Pour comprendre l’approche suivie par un groupe de l’Institut National de la Biotechnologie du Néguev (NIBN), faisons une analogie : les centrales énergétiques d’un pays, une fois construites, permettent d’alimenter celui-ci en électricité durant une période définie par leur durée de vie ; une fois leur durée de vie maximale atteinte, il est nécessaire de construire une nouvelle centrale sous peine de voir la multiplication des coupures impacter la vie et l’économie d’une partie du pays, voir du pays tout entier.

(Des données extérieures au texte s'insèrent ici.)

PR #1350, opened 2025-11-17
Materialization mapping for ingestr and python

mustafa3rsan:


pkg/lint/rules.go
```diff
@@ -487,6 +497,15 @@ func ValidatePythonAssetMaterialization(ctx context.Context, p *pipeline.Pipelin
 		})
 	}
 
+	if asset.Materialization.Strategy != "" && asset.Materialization.Strategy != pipeline.MaterializationStrategyNone {
```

C’est exactement ce qui se passe chez les cellules pancréatiques bêtas impliquées dans le diabète de type II : leur centrales énergétiques, les mitochondries, vieillissent. Le rythme de remplacement des veilles mitochondries par des nouvelles est appelé turn-over. Or, chez les cellules bêtas des patients atteints de diabète II, ce turn-over est trop faible. Les cellules ne sont pas remplacées à temps, ce qui entraine des dysfonctionnements, puis la mort cellulaire.

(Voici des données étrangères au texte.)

PR #1358, opened 2025-11-18
added location and ADC to GCP JSON marshalling logic

jbrand-dsp:
This pull request makes a small update to the `GoogleCloudPlatformConnection` struct's JSON marshaling logic. It now includes the `location` and `use_application_default_credentials` fields in the marshaled JSON output, with the latter being converted to a string. Additionally, it imports the `strconv` package to support this conversion.

### DIFF
--- a/docs/ingestion/snapchat-ads.md
+++ b/docs/ingestion/snapchat-ads.md
@@ -75,6 +75,82 @@ These resources can fetch data for a specific ad account or all ad accounts in t
 | `creatives` | id | updated_at | merge | Retrieves all creatives for ad account(s). Supports `creatives:ad_account_id` |
 | `segments` | id | updated_at | merge | Retrieves all audience segments for ad account(s). Supports `segments:ad_account_id` |
 
+### Stats / Measurement Data
+
+Snapchat Ads source supports fetching stats/measurement data for campaigns, ad squads, ads, and ad accounts through dedicated stats resources.
+
+#### Stats Resources
+
+| Table | Inc Strategy | Details |
+|-------|--------------|---------|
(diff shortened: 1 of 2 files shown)


pkg/config/connections.go
```diff
@@ -69,6 +71,17 @@ func (c *GoogleCloudPlatformConnection) GetCredentials() *google.Credentials {
 }
 
 func (c GoogleCloudPlatformConnection) MarshalJSON() ([]byte, error) {
+	// If ADC is enabled, don't read or include service account fields as they're not used
+	if c.UseApplicationDefaultCredentials {
+		return json.Marshal(map[string]string{
+			"name":                                c.Name,
+			"project_id":                          c.ProjectID,
+			"location":                            c.Location,
+			"use_application_default_credentials": "true",
```
karakanb: I suggest always having the same keys available in the json and not having a difference in structure

pkg/config/connections.go
```diff
@@ -47,15 +47,17 @@ func (c GoogleCloudPlatformConnection) MarshalYAML() (interface{}, error) {
...
-		m["service_account_file"] = c.ServiceAccountFile
-	} else if c.ServiceAccountJSON != "" {
-		m["service_account_json"] = c.ServiceAccountJSON
+	} else {
+		// Include only one of ServiceAccountJSON or ServiceAccountFile, whichever is not empty
+		if c.ServiceAccountFile != "" {
+			m["service_account_file"] = c.ServiceAccountFile
+		} else if c.ServiceAccountJSON != "" {
+			m["service_account_json"] = c.ServiceAccountJSON
+		}
```
karakanb: no need for this, is there?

Le projet dirigé par la Dr Fernanda Cerqueira et le Dr Las consiste à faire l’hypothèse que, si l’on rectifie le turn-over des cellules bêtas chez des patients atteints de diabète II, il serait possible d’empêcher leur apoptose et, in fine, de traiter la maladie. Néanmoins, un problème majeur se posait encore récemment : comment suivre le turn-over des mitochondries ? Si des solutions existent, elles sont rarement appropriées à la réalisation d’un criblage d’un très grand nombre de molécules issues d’une bibliothèque de candidats potentiels. Une récente avancée dans ce domaine a permis à l’équipe de développer un outil pour jouer ce rôle : une protéine-sonde. Jeune, cette protéine-sonde teint les mitochondries en vert fluorescent. Après 24h environ, elle devient rouge fluorescente. Cette fluorescence peut être automatiquement mesurée par un instrument optique et rend donc possible un criblage haut débit. Le ratio de mitochondries rouges sur vertes permet alors d’indiquer des variations dans le turn-over de ces mitochondries.

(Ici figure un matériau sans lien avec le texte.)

PR #1388, opened 2025-11-27
Introduce URI Dependency validation for a single asset 

DjamilaBaroudi:
# PR Overview 
This PR enhances the asset validation process by introducing uri dependency check. If an asset relies on external URIs, this new validation step ensures those dependencies are correctly accounted for.

### DIFF
--- a/pkg/lint/lint.go
+++ b/pkg/lint/lint.go
@@ -220,11 +220,8 @@ func (l *Linter) LintAsset(ctx context.Context, rootPath string, pipelineDefinit
 	// now the actual validation starts
 	for _, rule := range rules {
 		levels := rule.GetApplicableLevels()
-		if slices.Contains(levels, LevelCrossPipeline) {
+		if hasURIDeps && slices.Contains(levels, LevelCrossPipeline) {
 			// Cross-pipeline rules are only included when asset has URI dependencies
-			if !hasURIDeps {
-				continue
-			}
 			issues, err := rule.ValidateCrossPipeline(ctx, pipelines)
 			if err != nil {
 				return nil, err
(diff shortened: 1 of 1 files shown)


pkg/lint/lint.go
```diff
@@ -208,15 +208,42 @@ func (l *Linter) LintAsset(ctx context.Context, rootPath string, pipelineDefinit
...
+	}
 
-		if len(issues) > 0 {
-			pipelineResult.Issues[rule] = issues
+	// now the actual validation starts
+	for _, rule := range rules {
+		levels := rule.GetApplicableLevels()
+		if slices.Contains(levels, LevelCrossPipeline) {
+			// Cross-pipeline rules are only included when asset has URI dependencies
+			if !hasURIDeps {
```
turtleDev: You can combine this with the if statement above.
```go
if hasURIDeps && slices.Contains(levels, LevelCrossPipeline) {
```

This will eliminate unnecessary iterations of this loop.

Ainsi, l’équipe de chercheurs a récemment criblé toute la bibliothèque de candidats potentiels thérapeutiques de l’unité de recherche thérapeutique de l’INCPM (Centre National Israélien de Médecine Personnalisée) de l’Institut Weizmann, soit environ 20 000 molécules. Parmi ces 20 000 substances, seulement trois furent retenues (les résultats ne sont pas encore publiés) et font aujourd’hui l’objet d’analyses plus poussées afin de comprendre leur mécanisme d’action avec peut-être à la clef, la découverte d’une nouvelle voie thérapeutique pour des essais cliniques.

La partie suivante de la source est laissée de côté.